• [Source material]

***

PR #1226, opened 2023-01-12
Limit DXF BSpline Degree

### LINKED ISSUE #1225: DXF export of filleted splines is missing fillet arcs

***

Each line of the material should be echoed exactly.

• [Exercise answer]
PR #1226, opened 2023-01-12
Limit DXF BSpline Degree

### LINKED ISSUE #1225: DXF export of filleted splines is missing fillet arcs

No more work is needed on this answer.